Charge shelving and bias spectroscopy for the readout of a charge-qubit on the basis of superposition states

TL;DR

This paper proposes a novel method for reading out superposition states in charge-qubits by using a third quantum dot and bias spectroscopy, combined with an adiabatic charge pumping technique for improved measurement robustness.

Contribution

It introduces a new approach involving a third dot and energy-dependent tunnelling for superposition basis readout, enhancing charge-qubit measurement fidelity.

Findings

Effective superposition state discrimination demonstrated.

Robust charge readout achieved via adiabatic charge pumping.

Enhanced coherence times compared to position state measurements.

Abstract

Charge-based qubits have been proposed as fundamental elements for quantum computers. One commonly proposed readout device is the single-electron transistor (SET).
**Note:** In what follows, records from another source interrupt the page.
PR #1382, opened 2015-05-20
Refactor merged field structure

mdarse:
Much more extensive testing is needed.

ping @bburnichon can you review this?

### DIFF
--- a/lib/Alchemy/Phrasea/SearchEngine/Elastic/Indexer/RecordIndexer.php
+++ b/lib/Alchemy/Phrasea/SearchEngine/Elastic/Indexer/RecordIndexer.php
@@ -28,6 +28,8 @@ use Alchemy\Phrasea\SearchEngine\Elastic\Indexer\RecordQueuer;
 use Alchemy\Phrasea\SearchEngine\Elastic\Mapping;
 use Alchemy\Phrasea\SearchEngine\Elastic\RecordHelper;
 use Alchemy\Phrasea\SearchEngine\Elastic\StringUtils;
+use Alchemy\Phrasea\SearchEngine\Elastic\Structure\Field;
+use Alchemy\Phrasea\SearchEngine\Elastic\Structure\Structure;
 use Alchemy\Phrasea\SearchEngine\Elastic\Thesaurus;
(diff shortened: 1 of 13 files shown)


lib/Alchemy/Phrasea/SearchEngine/Elastic/Indexer/RecordIndexer.php
```diff
@@ -55,8 +57,9 @@ class RecordIndexer
 
     private $logger;
 
-    public function __construct(RecordHelper $helper, Thesaurus $thesaurus, \appbox $appbox, array $locales, LoggerInterface $logger)
+    public function __construct(Structure $structure, RecordHelper $helper, Thesaurus $thesaurus, \appbox $appbox, array $locales, LoggerInterface $logger)
     {
+        $this->structure = $structure;
```
bburnichon: missing structure property declaration.

lib/Alchemy/Phrasea/SearchEngine/Elastic/Structure/Structure.php
```diff
@@ -0,0 +1,99 @@
...
+
+    public function typeOf($name)
+    {
+        return isset($this->fields[$name]) ?
+                     $this->fields[$name]->getType() : null;
+    }
+
+    public function isPrivate($name)
+    {
+        return isset($this->private[$name]) ? true :
```
bburnichon: method name induced me that return type is `bool`. Actually it is `bool|null`. I usually check returned values with triple equal operator. It can become hard to know that this method returned null instead of false.

If the field does not exists and could not be found, I would prefer method to throw exception instead. WDYT?

bburnichon:
It definitely needs more testing. Only one small test! But otherwise, it improves code.

Current test suite is broken. Should be fixed before going further.

lib/Alchemy/Phrasea/SearchEngine/Elastic/Structure/Structure.php
mdarse: It was using exceptions at first, but wasn’t sure about consistency with `get()` and `typeOf()`. But yeah, it feels strange to have two « falsy » values meaning different things.

mdarse:
thanks @bburnichon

SETs can distinguish between localized charge states, but lack the sensitivity to directly distinguish superposition states, which have greatly enhanced coherence times compared with position states. We propose introducing a third dot, and exploiting energy dependent tunnelling from the qubit into this dot (bias spectroscopy) for pseudo-spin to charge conversion and superposition basis readout. We introduce an adiabatic fast passage-style charge pumping technique which enables efficient and robust readout via charge shelving, avoiding problems due to finite SET measurement time.